The functions lshr_int and shl_int works directly on the newly-defined type but not bswap_int. I tried to check its definition using @which bswap_int(UInt(888)) and I see that it’s an intrinsic function so I can’t look at its implementation for UInt and try to adapt it.
I can build my own bswap_int using lshr_int and shl_int and | but is there a more efficient way?
primitive type UInt24 <: Unsigned 24 end
x = unsafe_load(Ptr{UInt24}(pointer("abc")))
# bitshifts work fine
Base.lshr_int(x, 8)
Base.shl_int(x, 8)
# this will crash
Base.bswap_int(x)
The background is that I am trying to build a more efficient string radixsort so being able to load the underlying bits of various length efficiently is key.
I’m kind of unclear on what the benefit of a 24-bit integer type is. It doesn’t save space in registers and doesn’t save storage on disk unless you sacrifice decent alignment altogether which doesn’t seem worth it.
it was just an example. i was trying to make a type that can load 3 bytes
at once from a string using unsafe_load. Also SAS has a 24bit numeric type
of for reading sas data this might become helpful.
A number of people have brought up their use cases for 24-bit numbers (such as representing RGB colors)
Using 33% more space (in memory or on disk) can end up affecting performance more than alignment issues (which generally aren’t even issues on most processors these days).
Better to actually get real evidence rather than stating opinions without the data to back them up.

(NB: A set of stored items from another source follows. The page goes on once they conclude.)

PR #3642, opened 2022-06-10
fix doc perspective defaut to None

kyouryuukunn:
In document, default perspective is False, but actually None.

### DIFF
--- a/sphinx/source/3dstage.rst
+++ b/sphinx/source/3dstage.rst
@@ -316,7 +316,7 @@ The following transform properties are used by the 3D Stage.
 .. transform-property:: perspective
 
     :type: True or False or Float or (Float, Float, Float)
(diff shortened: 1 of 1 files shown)


Gouvernathor:
It looks like False and None are treated the same way internally:
https://github.com/renpy/renpy/blob/131a9b810aacf87c256289cc99706bb8c62a59e4/renpy/display/accelerator.pyx#L176-L177
So I'm not sure whether it matters if it's documented or not. Did you encounter a bug where having that information in the doc would have helped you ?

kyouryuukunn:
I checked it in 8.0.0.22060901 and the results are different.

camera:
    perspective False xpos 0.5

result is
image

camera:
    perspective None xpos 0.5

result is
image

PR #884, opened 2024-05-29
BoundingBox: improved the string conversion to ensure rounding

MatTolladay:
This doesn't guarantee that the individual members of the BoundingBox will display correctly when accessed.

### DIFF
--- a/src/components/map/BoundingBoxControl.vue
+++ b/src/components/map/BoundingBoxControl.vue
@@ -19,22 +19,15 @@
 </template>
 
 <script setup lang="ts">
-import { computed } from 'vue'
-
-import { BoundingBox, boundingBoxToString } from '@/services/useBoundingBox'
+import { useBoundingBox } from '@/services/useBoundingBox'
 
 import DrawBoundingBoxControl from '@/components/map/DrawBoundingBoxControl.vue'
 
-const boundingBox = defineModel<BoundingBox | null>('boundingBox', {
-  default: null,
-})
+const { boundingBox, boundingBoxString } = useBoundingBox(1, 1)
+
 const isActive = defineModel<boolean>('active', { default: false })
 
 const emit = defineEmits(['finish'])
-
-const boundingBoxString = computed(() =>
-  boundingBox.value ? boundingBoxToString(boundingBox.value) : '—',
-)
 
 function onFinish(): void {
   isActive.value = false
--- a/src/components/map/BoundingBoxControl.vue
+++ b/src/components/map/BoundingBoxControl.vue
@@ -19,15 +19,20 @@
 </template>
 
 <script setup lang="ts">
-import { useBoundingBox } from '@/services/useBoundingBox'
-
+import { computed } from 'vue'
+import { BoundingBox, boundingBoxToString } from '@/services/useBoundingBox'
 import DrawBoundingBoxControl from '@/components/map/DrawBoundingBoxControl.vue'
 
-const { boundingBox, boundingBoxString } = useBoundingBox(1, 1)
-
+const boundingBox = defineModel<BoundingBox | null>('boundingBox', {
+  default: null,
+})
 const isActive = defineModel<boolean>('active', { default: false })
 
 const emit = defineEmits(['finish'])
+
+const boundingBoxString = computed(() =>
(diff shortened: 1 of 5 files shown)


src/components/map/BoundingBoxControl.vue
```diff
@@ -19,23 +19,16 @@
...
-import { BoundingBox, boundingBoxToString } from '@/services/useBoundingBox'
+import { useBoundingBox } from '@/services/useBoundingBox'
 
 import DrawBoundingBoxControl from '@/components/map/DrawBoundingBoxControl.vue'
 
-const boundingBox = defineModel<BoundingBox | null>('boundingBox', {
-  default: null,
-})
+const { boundingBox, boundingBoxString } = useBoundingBox(1, 1)
+
```
hvangeffen, line 27: This creates a new bounding box state object, disconnecting the 
image
bbox state and the 
image
bbox state.

The import used before was accessing global state.

src/services/useBoundingBox/index.ts
```diff
@@ -52,8 +53,25 @@ function roundBoundingBox(
...
-export function boundingBoxToString(boundingBox: BoundingBox): string {
-  return `${boundingBox.lonMin}°E ${boundingBox.latMin}°N, ${boundingBox.lonMax}°E ${boundingBox.latMax}°N`
+export function boundingBoxToString(
+  boundingBox: BoundingBox,
+  longitudeStepSize: number,
+  latitudeStepSize: number,
+): string {
+  const asPrecision = (value: number, step: number): string => {
+    const nIntegers = Math.floor(Math.log10(Math.abs(value)))
+    const stepStrs = step !== undefined ? step.toString().split('.') : '1'
```
hvangeffen, line 63: since asPrecision only excepts a `:number` step can not be undefined in this case

src/services/useBoundingBox/index.ts
```diff
@@ -52,8 +53,25 @@ function roundBoundingBox(
...
+    const nDecimalPlaces = stepStrs.length > 1 ? stepStrs[1].length : 2
+    const nPrecision = Math.round(
+      Math.min(Math.max(nIntegers + nDecimalPlaces, 2), 99),
+    )
+    return value.toPrecision(nPrecision)
```
hvangeffen, line 68: would [toFixed(nDecimalPlaces)](https://developer.mozilla.org/en-US/docs/Web/JavaScript/Reference/Global_Objects/Number/toFixed) be the same?

src/components/map/BoundingBoxControl.vue
MatTolladay: I have reverted the changes. I don't understand how the old import accessed global state, but I would like to know. I think I understand how the `const { boundingBox, boundingBoxString } = useBoundingBox(1, 1)` creates a new box (the `_boundingBox` instantiated in the `useBoundingBox` function. Is that correct?

hvangeffen: Not global state through import sorry,

Definemodel (a compiler macro for prop / emit definition) was accepting the bbox through a prop:
https://vuejs.org/guide/components/v-model.html

MatTolladay: Ahh, the boundingBox is being provided by the parent component as a `v-model`, using the `workflowsStore.boundingBox`. This does not provide reactivity to the lon/lat values in `BoundingBoxControl` when selecting a box.

hvangeffen:
For the form itself maybe we can round the number after selecting a box with the draw tool:
image

src/lib/utils/math.ts
```diff
@@ -0,0 +1,46 @@
...
+
+/**
+ * Round a number to the nearest step
+ * @param {number} value - The number to round.
+ * @param {number} step - The step to round to.
+ * @returns {number} The rounded number.
+ * @example
+ * roundToStep(54.6545, 0.1) // 54.7
+ */
+export function roundToStep(value: number, step: number): number {
```
ceesvoesenek, line 27: What if the step is 0.2? It will round to 0.1, right? Is that intended behaviour? If so, maybe this should be called `roundToStepPrecision` or something?

hvangeffen: Renamed to roundToStepPrecision

PR #885, opened 2024-05-29
Added an MGL scalebar to the map

MatTolladay:


hvangeffen:
@wkramer do we want to be able to toggle the scale from the menu?

PR #903, opened 2024-06-10
Get fileName from topology

hvangeffen:


src/lib/download/downloadFiles.ts
```diff
@@ -70,7 +70,7 @@ export async function downloadFileAttachment(
 
 export async function downloadFileWithXhr(
   url: string,
-  extension?: string,
+  fileName?: string,
```
ceesvoesenek, line 73: It's not strictly the filename as it is appended to a timestamp? Maybe something like `filenameSuffix`?

src/stores/workflows.ts
```diff
@@ -48,6 +48,7 @@ const useWorkflowsStore = defineStore('workflows', {
       type: WorkflowType,
       filter: PartialRunTaskFilter | PartialProcessDataFilter,
       body?: string,
```
ceesvoesenek, line 50: I'm not a big fan of having to pass `undefined` arguments to use a single optional argument later in the list. Maybe pass an options object with optional `body` and `fileName` (or `fileNameSuffix`..) fields?

ceesvoesenek (commented):
I don't have so much context on what this is supposed to do, but I trust that that is fine.

Some small comments only

src/stores/workflows.ts
hvangeffen: I agree, I wanted named params from Python at this moment

src/lib/download/downloadFiles.ts
hvangeffen: Changed the name

src/stores/workflows.ts
hvangeffen: Added to an options object

ceesvoesenek (approved):

PR #904, opened 2024-06-11
Use period from display configuration as x-axis domain

ceesvoesenek:
Previously, the domain of the x-axis was dependent on the data, which meant that different charts in the same display could have different x-axis domains. We now use the `period` from a `DisplayConfig` to set the x-axis range instead.

### DIFF
--- a/src/lib/charts/timeSeriesDisplayToChartConfig.ts
+++ b/src/lib/charts/timeSeriesDisplayToChartConfig.ts
@@ -1,6 +1,7 @@
 import type { ChartConfig } from './types/ChartConfig.js'
 import type { ChartSeries } from './types/ChartSeries.js'
 import type {
+  ActionPeriod,
   TimeSeriesDisplayPlotItemXAxis,
   TimeSeriesDisplaySubplot,
   TimeSeriesDisplaySubplotItem,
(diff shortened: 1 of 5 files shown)


src/lib/charts/timeSeriesDisplayToChartConfig.ts
```diff
@@ -16,14 +17,33 @@ import {
...
+    const domain: [Date, Date] = [
+      convertFewsPiDateTimeToJsDate(period.startDate, timeZoneOffsetString),
+      convertFewsPiDateTimeToJsDate(period.endDate, timeZoneOffsetString),
+    ]
+    // Set the domain of the x-axis to be equal to the period, even if there are
+    // no data points in parts of the period.
+    if (xAxis.length === 0) {
+      xAxis.push({ domain })
+    } else {
+      xAxis[0].domain = domain
```
hvangeffen, line 40: Is only the first xAxis relevant?

src/lib/date/convertFewsPiDateTimeToJsDate.test.ts
hvangeffen, line 1: Is the default to have a seperate test file for each function in the date lib?

hvangeffen:
Looks good, was there a test case where previously this had different behaviour?

ceesvoesenek:
> Looks good, was there a test case where previously this had different behaviour?

Yes, many of the locations for the Durban backend show different x-axes for different charts in the same display

hvangeffen:
Seems to work

# Before 
image
# After
image

src/lib/charts/timeSeriesDisplayToChartConfig.ts
```diff
@@ -16,14 +17,33 @@ import {
...
 
 export function timeSeriesDisplayToChartConfig(
   subplot: TimeSeriesDisplaySubplot,
   title: string,
+  period?: ActionPeriod,
 ): ChartConfig {
+  const xAxis = subplot.xAxis ? xAxisFromPlotItemXAxis(subplot.xAxis) : []
+  if (period) {
+    // The period is always specified in UTC.
+    const timeZoneOffsetString = 'Z'
```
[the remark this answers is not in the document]
ceesvoesenek: I wanted to be explicit... I'll remove the default to enforce being explicit about the time zone.

src/lib/charts/timeSeriesDisplayToChartConfig.ts
```diff
@@ -16,14 +17,33 @@ import {
   AxisPosition,
   AxisType,
 } from '@deltares/fews-web-oc-charts'
+import { convertFewsPiDateTimeToJsDate } from '../date/index.js'
```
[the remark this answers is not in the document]
ceesvoesenek: Good point, automatic VSCode import always does this :(

src/lib/charts/timeSeriesDisplayToChartConfig.ts
ceesvoesenek: Yes, for time series there will always be just the one x-axis. I'll add a comment.

ceesvoesenek:
Pushed some changes based on your comments @hvangeffen

PR #905, opened 2024-06-11
Only show workflow button if configured for topology node.

ekkelenkamp:


src/views/TopologyDisplayView.vue
```diff
@@ -7,7 +7,7 @@
       :items="items"
     />
   </Teleport>
-  <Teleport to="#web-oc-toolbar-target">
+  <Teleport to="#web-oc-toolbar-target" v-if="showWorkflowsControl">
     <WorkflowsControl
```
hvangeffen, line 11: Maybe the check should go on the control itself, in case we get more controls here

PR #913, opened 2024-06-12
Show WMS maximum values below the date/time slider

ceesvoesenek:


src/components/general/DateTimeSliderValues.vue
```diff
@@ -0,0 +1,99 @@
...
+    .attr('fill', colourFunc)
+}
+</script>
+
+<style scoped>
+.container {
+  height: 5px;
+  display: flex;
+}
+</style>
```
hvangeffen, line 99: This style is currently unused as there is no class with `.container`

src/components/spatialdisplay/SpatialDisplayComponent.vue
hvangeffen, line 1: Does the `SchematicStatusDisplay` also want this? Don't know of a backend that has it, but there is another DateTimeSlider there.

ceesvoesenek: Not that I know of, if so, maybe that's something for a separate PR as it will have to use a different endpoint.

ceesvoesenek:
> Looks really nice in the viewer, great addition.
> 
> Some layers have coastal artifacts in Durban, which make the bar monocolored. But that is backend. image image

Yeah that's a bummer 😢

src/components/general/DateTimeSliderValues.vue
ceesvoesenek: Good point, I'll remove it

PR #915, opened 2024-06-13
Add ability to set the start and endtime of the graph data

hvangeffen:
Date input currently shows 13/06/2024 as it is formatted according to:
```ts
new Intl.DateTimeFormat(LOCALE_SET_FOR_VUETIFY, { 
    year: 'numeric', month: '2-digit', day: '2-digit'
}).format(date)
```

### DIFF
--- a/src/lib/TimeControl/interval.ts
+++ b/src/lib/TimeControl/interval.ts
@@ -1,4 +1,4 @@
-import { TimeSettingsViewPeriodPreset } from '@deltares/fews-pi-requests'
+import type { TimeSettingsViewPeriodPreset } from '@deltares/fews-pi-requests'
 import type { DurationLikeObject } from 'luxon'
 
 export type Interval = IntervalItem | 'default' | 'custom'
@@ -11,7 +11,7 @@ export interface IntervalItem {
 
 export function periodPresetToIntervalItem(
   preset: TimeSettingsViewPeriodPreset,
-) {
+): IntervalItem {
   const start = {
     [preset.unit]: Number(preset.start),
   }
--- a/src/lib/TimeControl/interval.ts
+++ b/src/lib/TimeControl/interval.ts
@@ -1,0 +1,26 @@
+import { TimeSettingsViewPeriodPreset } from '@deltares/fews-pi-requests'
+import type { DurationLikeObject } from 'luxon'
+
+export type Interval = IntervalItem | 'default' | 'custom'
+
+export interface IntervalItem {
+  label: string
+  start?: DurationLikeObject
+  end?: DurationLikeObject
+}
+
+export function periodPresetToIntervalItem(
+  preset: TimeSettingsViewPeriodPreset,
+) {
+  const start = {
+    [preset.unit]: Number(preset.start),
+  }
+  const end = {
+    [preset.unit]: Number(preset.end),
+  }
+  return {
+    label: preset.label,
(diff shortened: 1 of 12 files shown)


src/lib/TimeControl/interval.ts
```diff
@@ -0,0 +1,26 @@
+import { TimeSettingsViewPeriodPreset } from '@deltares/fews-pi-requests'
```
ceesvoesenek, line 1: This can also be `import type`.

src/services/useDisplayConfig/index.ts
```diff
@@ -10,6 +10,7 @@ import { DisplayConfig } from '../../lib/display/DisplayConfig.js'
 import { timeSeriesDisplayToChartConfig } from '../../lib/charts/timeSeriesDisplayToChartConfig.js'
 import { createTransformRequestFn } from '@/lib/requests/transformRequest.js'
 import { MD5 } from 'crypto-js'
+import { convertFewsPiDateTimeToJsDate } from '@/lib/date/index.js'
```
ceesvoesenek, line 13: Remove the `index.js` (probably auto-import?)

src/services/useDisplayConfig/index.ts
```diff
@@ -41,16 +42,34 @@ function isTimeSeriesGridActionsFilter(
...
+    if (period) {
+      const periodStart = convertFewsPiDateTimeToJsDate(
+        period.startDate,
+        timeZoneOffsetString,
+      )
+      const periodEnd = convertFewsPiDateTimeToJsDate(
+        period.endDate,
+        timeZoneOffsetString,
+      )
+      configPeriod = [startTime ?? periodStart, endTime ?? periodEnd]
```
ceesvoesenek, line 67: We don't need to convert the FEWS PI date/times if we already know we're not going to use them?

src/services/useDisplayConfig/index.ts
```diff
@@ -87,14 +108,29 @@ export function useDisplayConfig(
   const displayConfig = ref<DisplayConfig>()
   const displays = ref<DisplayConfig[]>()
 
+  const response = ref<ActionsResponse>()
+
   watchEffect(async () => {
```
ceesvoesenek, line 113: Maybe add a brief comment on why the fetch is separated from the interpretation of the response?

src/services/useDisplayConfig/index.ts
```diff
@@ -117,24 +153,25 @@ export function useDisplayConfig(
...
-    let nodeId = undefined
     if (isFilterActionsFilter(_filter)) {
       if (!_filter.filterId) return
-      response = await piProvider.getFilterActions(_filter)
+      response.value = await piProvider.getFilterActions(_filter)
     } else if (isTimeSeriesGridActionsFilter(_filter)) {
-      response = await piProvider.getTimeSeriesGridActions(_filter)
-      response.results.forEach((result) => {
+      response.value = await piProvider.getTimeSeriesGridActions(_filter)
+      response.value.results.forEach((result) => {
```
ceesvoesenek, line 174: Not your code, and I haven't looked in too much detail, but could this just be `flatMap`?

ceesvoesenek (commented):
Good work, seems to have been an annoying problem! Thanks for fixing my mess too 😉 

Some comments, but nothing dramatic

ekkelenkamp (approved):
LGTM

PR #932, opened 2024-06-18
Show loading icon when get request for time series is pending

hvangeffen:


src/components/charts/LoadingOverlay.vue
```diff
@@ -0,0 +1,39 @@
...
+    right?: number
+    bottom?: number
+    left?: number
+  }
+}
+
+const props = defineProps<Props>()
+
+const style = computed(() => ({
+  paddingTop: props.margin?.top ? `${props.margin.top}px` : undefined,
```
ceesvoesenek, line 22: It looks a bit weird that you're setting the padding with a property called `margin`. Maybe add a comment why this is the case?

src/components/charts/LoadingOverlay.vue
```diff
@@ -0,0 +1,39 @@
+<template>
+  <div class="loading-overlay" :style="style">
+    <v-icon size="x-large">mdi-loading mdi-spin</v-icon>
```
ceesvoesenek, line 3: There is also `<v-progress-circular indeterminate />` that we already use as a loading icon for the WMS layers, and which has a slightly cooler animation 😄

src/components/charts/TimeSeriesChart.vue
```diff
@@ -1,5 +1,6 @@
 <template>
   <div class="chart-with-chips">
+    <LoadingOverlay v-if="isLoading" class="chart-overlay" :margin="margin" />
```
ceesvoesenek, line 3: This class is no longer used?

src/services/useTimeSeries/index.ts
```diff
@@ -21,6 +21,7 @@ export interface UseTimeSeriesReturn {
   series: Ref<Record<string, Series>>
   isReady: Ref<boolean>
   isLoading: Ref<boolean>
+  loadingRequests: Ref<string[]>
```
ceesvoesenek, line 24: Maybe `loadingSeriesIds` or something? We have quite a lot of different IDs floating around so it's nice to know which one this array contains.

ceesvoesenek (commented):
Looks nice! Some minor comments

src/components/charts/LoadingOverlay.vue
wkramer: Discussed with Tom. Use skeleton loader.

If you can guarantee that reading one byte past the end is safe (which isn’t that hard to do, by simply allocating a buffer one byte larger than needed), then you can simply do an unaligned 32-bit read and a mask faster than doing loading 3 bytes individually.
Even when you can’t, I’ve seen that LLVM optimizes a 24-bit load or store into two operations, a 16-bit one and an 8-bit one.